PR #8737, opened 2023-06-05
luajit: bump new version

fckxorg:
sysprof: fix crash during FFUNC stream

Closes #8594

NO_DOC=LuaJIT bump
NO_TEST=LuaJIT bump

Issue #7472, opened 2022-07-26
Limit the size of the test artefacts to avoid runner degradation


igormunkin:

________

§ **Assignment**
In the data above, copy every line where the string "bump" appears.

§ **Solution for this task**
luajit: bump new version
NO_DOC=LuaJIT bump
NO_TEST=LuaJIT bump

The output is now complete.